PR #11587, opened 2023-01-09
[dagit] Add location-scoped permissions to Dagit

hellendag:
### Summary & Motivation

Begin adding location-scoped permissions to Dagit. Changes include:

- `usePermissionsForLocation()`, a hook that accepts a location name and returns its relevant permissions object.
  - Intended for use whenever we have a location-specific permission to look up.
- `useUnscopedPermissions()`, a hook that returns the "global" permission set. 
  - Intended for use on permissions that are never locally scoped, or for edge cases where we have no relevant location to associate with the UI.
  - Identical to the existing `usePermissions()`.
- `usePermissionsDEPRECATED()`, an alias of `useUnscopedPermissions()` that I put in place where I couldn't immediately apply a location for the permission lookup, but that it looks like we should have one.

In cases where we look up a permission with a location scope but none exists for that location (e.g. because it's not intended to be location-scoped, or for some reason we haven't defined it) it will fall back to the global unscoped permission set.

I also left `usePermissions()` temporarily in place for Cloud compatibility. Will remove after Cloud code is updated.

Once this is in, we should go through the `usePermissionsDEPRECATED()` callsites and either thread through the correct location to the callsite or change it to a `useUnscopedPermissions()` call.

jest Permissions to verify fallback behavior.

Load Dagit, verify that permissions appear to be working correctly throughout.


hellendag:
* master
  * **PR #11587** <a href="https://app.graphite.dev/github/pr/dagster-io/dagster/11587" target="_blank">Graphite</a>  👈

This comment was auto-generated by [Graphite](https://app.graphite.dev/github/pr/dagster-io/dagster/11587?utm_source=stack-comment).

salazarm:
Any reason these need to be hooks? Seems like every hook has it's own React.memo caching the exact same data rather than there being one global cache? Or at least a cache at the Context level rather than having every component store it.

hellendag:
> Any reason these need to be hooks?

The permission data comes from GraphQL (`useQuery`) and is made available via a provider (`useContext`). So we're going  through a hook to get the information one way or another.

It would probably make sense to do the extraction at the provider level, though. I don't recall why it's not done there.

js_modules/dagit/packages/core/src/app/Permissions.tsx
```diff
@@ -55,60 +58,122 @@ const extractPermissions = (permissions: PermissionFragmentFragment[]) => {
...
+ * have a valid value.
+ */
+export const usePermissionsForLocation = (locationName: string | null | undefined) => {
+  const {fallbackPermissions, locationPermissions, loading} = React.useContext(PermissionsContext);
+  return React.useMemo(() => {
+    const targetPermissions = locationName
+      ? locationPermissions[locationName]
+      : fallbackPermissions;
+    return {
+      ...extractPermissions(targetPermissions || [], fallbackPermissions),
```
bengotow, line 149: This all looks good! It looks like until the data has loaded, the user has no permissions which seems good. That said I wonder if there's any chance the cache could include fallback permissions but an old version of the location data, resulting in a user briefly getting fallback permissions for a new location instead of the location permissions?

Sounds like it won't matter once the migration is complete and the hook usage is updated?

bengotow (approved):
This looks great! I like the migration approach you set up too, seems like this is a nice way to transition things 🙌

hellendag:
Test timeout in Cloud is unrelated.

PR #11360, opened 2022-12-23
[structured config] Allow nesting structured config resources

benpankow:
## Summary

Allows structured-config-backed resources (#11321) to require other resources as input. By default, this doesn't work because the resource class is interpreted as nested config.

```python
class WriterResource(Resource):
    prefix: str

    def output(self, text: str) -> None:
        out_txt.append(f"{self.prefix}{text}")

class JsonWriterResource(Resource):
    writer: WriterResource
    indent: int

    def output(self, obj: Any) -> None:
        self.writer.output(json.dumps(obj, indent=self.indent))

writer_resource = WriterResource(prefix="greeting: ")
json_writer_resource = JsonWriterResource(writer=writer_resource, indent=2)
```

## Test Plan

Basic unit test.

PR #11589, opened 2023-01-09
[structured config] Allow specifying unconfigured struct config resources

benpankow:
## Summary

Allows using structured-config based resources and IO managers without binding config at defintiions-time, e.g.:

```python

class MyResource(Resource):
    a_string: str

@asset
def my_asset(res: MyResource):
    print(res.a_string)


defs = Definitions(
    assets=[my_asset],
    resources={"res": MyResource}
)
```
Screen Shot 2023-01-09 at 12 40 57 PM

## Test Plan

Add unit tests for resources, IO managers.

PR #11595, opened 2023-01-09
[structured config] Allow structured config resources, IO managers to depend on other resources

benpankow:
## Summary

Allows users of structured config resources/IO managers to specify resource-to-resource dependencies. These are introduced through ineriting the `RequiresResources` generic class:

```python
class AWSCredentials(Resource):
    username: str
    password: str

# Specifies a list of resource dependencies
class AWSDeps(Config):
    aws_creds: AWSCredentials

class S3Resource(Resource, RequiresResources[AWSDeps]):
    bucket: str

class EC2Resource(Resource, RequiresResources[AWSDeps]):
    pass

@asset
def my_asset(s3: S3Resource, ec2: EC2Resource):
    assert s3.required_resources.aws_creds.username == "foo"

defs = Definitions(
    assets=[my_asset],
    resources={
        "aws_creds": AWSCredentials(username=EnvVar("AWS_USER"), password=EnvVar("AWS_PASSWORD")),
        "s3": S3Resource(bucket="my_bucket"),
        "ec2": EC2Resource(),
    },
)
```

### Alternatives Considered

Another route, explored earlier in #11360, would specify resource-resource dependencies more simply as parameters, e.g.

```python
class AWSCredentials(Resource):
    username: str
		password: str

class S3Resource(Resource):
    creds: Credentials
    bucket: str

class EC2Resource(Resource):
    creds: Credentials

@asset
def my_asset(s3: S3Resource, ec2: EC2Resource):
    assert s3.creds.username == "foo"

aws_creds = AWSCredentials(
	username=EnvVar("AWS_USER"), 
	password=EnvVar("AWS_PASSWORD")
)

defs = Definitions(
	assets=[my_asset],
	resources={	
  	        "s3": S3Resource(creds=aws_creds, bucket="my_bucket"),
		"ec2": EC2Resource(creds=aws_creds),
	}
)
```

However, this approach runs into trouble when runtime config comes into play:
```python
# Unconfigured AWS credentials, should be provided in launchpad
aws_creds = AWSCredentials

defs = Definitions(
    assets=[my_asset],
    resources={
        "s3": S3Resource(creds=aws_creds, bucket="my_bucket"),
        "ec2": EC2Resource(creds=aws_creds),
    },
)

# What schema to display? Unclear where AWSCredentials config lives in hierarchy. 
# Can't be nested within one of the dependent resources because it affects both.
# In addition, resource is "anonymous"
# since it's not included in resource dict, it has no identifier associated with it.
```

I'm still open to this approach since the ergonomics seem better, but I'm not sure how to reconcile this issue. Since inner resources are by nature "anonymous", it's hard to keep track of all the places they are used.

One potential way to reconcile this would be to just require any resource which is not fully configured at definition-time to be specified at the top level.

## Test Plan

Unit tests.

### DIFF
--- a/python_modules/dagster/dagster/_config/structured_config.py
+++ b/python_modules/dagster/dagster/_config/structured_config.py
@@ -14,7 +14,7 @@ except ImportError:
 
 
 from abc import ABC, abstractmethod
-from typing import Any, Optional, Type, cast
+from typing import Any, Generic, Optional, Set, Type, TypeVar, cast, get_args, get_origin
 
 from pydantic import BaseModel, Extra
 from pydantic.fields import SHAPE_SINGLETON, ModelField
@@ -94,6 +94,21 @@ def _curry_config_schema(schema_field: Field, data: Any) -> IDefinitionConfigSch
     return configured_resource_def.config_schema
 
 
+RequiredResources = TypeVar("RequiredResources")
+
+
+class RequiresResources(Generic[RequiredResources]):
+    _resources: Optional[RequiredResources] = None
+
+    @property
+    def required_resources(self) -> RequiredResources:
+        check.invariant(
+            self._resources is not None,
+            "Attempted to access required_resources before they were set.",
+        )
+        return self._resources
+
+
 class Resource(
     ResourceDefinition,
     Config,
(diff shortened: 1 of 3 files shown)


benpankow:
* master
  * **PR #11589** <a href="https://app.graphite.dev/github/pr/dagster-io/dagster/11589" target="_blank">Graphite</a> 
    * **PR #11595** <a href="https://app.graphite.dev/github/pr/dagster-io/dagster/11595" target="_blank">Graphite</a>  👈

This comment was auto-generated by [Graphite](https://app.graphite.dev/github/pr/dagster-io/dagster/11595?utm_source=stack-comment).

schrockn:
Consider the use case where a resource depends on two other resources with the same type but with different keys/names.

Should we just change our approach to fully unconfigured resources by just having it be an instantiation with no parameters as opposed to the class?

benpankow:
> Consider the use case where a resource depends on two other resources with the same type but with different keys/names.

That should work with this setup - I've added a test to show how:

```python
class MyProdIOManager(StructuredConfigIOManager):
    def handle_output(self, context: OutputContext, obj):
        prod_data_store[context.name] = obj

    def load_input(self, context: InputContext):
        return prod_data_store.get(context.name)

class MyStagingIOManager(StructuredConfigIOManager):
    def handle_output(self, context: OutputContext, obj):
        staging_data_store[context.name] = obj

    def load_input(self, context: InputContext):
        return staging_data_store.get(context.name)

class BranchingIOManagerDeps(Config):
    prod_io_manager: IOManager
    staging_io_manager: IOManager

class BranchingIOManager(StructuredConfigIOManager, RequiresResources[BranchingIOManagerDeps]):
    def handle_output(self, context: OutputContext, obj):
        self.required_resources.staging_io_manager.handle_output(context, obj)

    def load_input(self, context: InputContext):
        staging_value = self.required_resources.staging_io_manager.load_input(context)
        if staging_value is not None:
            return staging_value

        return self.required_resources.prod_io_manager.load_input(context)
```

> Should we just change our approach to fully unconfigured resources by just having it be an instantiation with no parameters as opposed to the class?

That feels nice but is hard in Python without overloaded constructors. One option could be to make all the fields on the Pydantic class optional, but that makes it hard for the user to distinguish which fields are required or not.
--
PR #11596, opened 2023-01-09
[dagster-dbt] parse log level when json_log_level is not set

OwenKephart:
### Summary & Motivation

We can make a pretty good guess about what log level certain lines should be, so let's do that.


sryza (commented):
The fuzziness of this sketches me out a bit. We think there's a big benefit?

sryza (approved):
--
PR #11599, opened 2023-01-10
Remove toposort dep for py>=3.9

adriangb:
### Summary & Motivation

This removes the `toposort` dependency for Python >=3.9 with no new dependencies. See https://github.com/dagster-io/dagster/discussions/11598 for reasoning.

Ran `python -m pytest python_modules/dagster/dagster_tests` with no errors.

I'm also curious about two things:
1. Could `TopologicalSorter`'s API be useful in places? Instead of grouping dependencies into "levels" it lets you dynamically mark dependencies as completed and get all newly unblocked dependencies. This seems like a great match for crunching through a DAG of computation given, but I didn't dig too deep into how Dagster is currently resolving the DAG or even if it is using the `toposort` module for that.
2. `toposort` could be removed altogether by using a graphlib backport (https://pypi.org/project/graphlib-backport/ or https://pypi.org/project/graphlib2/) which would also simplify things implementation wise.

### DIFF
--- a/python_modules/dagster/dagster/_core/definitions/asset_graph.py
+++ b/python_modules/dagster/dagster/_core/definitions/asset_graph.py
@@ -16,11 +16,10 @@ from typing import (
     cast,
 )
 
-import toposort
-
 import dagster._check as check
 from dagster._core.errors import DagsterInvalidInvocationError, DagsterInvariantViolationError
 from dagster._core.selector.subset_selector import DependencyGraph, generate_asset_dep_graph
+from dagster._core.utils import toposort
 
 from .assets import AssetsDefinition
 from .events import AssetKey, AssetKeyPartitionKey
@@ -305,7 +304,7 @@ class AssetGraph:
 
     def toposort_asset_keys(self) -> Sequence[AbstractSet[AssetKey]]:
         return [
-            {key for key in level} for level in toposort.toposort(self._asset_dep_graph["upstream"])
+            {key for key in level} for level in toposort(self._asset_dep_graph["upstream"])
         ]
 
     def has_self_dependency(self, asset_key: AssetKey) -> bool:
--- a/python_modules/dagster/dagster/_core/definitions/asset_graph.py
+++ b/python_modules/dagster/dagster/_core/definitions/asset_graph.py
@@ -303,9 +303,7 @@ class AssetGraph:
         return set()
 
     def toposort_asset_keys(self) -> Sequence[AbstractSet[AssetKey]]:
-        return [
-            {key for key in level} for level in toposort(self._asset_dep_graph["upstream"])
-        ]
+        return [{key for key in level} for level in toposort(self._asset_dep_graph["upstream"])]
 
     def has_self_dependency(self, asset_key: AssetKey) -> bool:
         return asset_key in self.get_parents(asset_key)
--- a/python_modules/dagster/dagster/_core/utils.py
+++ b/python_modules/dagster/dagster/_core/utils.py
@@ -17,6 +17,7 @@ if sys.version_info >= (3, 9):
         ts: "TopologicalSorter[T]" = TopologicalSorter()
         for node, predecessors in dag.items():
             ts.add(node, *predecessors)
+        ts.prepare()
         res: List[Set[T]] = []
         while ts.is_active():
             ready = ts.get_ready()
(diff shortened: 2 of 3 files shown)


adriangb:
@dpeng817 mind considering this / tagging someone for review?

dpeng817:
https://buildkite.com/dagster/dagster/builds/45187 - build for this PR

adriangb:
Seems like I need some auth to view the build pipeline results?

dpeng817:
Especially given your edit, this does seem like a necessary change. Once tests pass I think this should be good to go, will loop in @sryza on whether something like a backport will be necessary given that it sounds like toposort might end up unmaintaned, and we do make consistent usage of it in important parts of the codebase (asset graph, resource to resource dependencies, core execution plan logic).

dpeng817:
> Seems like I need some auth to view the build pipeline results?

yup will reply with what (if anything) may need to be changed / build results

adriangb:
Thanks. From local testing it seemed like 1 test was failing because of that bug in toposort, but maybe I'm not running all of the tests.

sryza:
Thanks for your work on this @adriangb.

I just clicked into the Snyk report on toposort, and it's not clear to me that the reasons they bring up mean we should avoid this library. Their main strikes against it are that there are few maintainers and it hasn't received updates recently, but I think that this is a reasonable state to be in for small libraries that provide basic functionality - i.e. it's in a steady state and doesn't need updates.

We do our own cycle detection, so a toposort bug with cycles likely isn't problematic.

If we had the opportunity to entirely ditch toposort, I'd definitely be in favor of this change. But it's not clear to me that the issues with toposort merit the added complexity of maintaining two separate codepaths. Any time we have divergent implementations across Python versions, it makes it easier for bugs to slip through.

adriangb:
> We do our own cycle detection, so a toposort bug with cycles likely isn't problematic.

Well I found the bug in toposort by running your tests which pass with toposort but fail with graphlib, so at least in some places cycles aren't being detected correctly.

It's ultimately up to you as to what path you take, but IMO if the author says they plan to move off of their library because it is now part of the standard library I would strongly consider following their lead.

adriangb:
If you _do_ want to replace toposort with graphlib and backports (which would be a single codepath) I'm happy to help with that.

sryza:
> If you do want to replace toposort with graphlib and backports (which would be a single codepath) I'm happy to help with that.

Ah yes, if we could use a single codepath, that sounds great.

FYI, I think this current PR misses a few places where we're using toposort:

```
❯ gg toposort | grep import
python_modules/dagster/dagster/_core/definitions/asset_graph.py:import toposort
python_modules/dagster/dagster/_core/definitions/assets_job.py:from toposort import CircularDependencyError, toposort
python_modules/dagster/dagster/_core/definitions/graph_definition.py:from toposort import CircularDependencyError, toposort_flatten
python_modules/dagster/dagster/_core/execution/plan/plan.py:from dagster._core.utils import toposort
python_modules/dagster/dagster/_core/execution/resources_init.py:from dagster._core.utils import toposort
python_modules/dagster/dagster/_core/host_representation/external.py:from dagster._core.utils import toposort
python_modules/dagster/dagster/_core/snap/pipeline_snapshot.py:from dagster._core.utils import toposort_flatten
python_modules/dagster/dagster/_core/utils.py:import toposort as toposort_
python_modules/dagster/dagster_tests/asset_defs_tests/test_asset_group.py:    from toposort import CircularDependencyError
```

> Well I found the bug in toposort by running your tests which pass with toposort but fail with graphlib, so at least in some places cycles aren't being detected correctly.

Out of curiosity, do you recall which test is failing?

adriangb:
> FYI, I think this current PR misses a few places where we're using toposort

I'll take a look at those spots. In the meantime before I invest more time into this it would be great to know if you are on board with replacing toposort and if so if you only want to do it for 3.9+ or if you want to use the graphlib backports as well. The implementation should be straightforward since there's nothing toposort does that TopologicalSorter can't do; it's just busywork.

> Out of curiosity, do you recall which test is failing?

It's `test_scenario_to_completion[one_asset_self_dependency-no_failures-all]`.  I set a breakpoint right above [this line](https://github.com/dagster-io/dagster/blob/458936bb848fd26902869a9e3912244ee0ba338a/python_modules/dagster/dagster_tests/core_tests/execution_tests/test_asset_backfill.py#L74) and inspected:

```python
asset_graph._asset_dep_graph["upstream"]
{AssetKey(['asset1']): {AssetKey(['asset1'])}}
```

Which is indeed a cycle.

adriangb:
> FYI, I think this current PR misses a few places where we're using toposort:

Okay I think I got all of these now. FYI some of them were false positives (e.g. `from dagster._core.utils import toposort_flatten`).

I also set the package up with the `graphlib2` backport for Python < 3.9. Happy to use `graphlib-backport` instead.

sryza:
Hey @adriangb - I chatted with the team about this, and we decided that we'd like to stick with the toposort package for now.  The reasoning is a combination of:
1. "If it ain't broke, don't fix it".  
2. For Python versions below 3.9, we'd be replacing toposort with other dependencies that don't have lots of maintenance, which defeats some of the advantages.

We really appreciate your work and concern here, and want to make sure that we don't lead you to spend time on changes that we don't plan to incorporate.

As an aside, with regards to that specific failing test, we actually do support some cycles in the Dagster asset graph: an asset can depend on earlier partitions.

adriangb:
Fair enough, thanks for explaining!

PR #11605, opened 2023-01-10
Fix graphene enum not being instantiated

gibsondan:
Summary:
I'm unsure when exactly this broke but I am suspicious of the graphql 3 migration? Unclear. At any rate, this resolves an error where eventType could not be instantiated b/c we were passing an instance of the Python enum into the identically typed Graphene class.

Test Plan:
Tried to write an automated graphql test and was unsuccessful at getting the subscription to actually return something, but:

→ **To do**:
Scan the lines above, and whenever one holds the string "opposed", copy it.

→ **Written answer**:
Should we just change our approach to fully unconfigured resources by just having it be an instantiation with no parameters as opposed to the class?
> Should we just change our approach to fully unconfigured resources by just having it be an instantiation with no parameters as opposed to the class?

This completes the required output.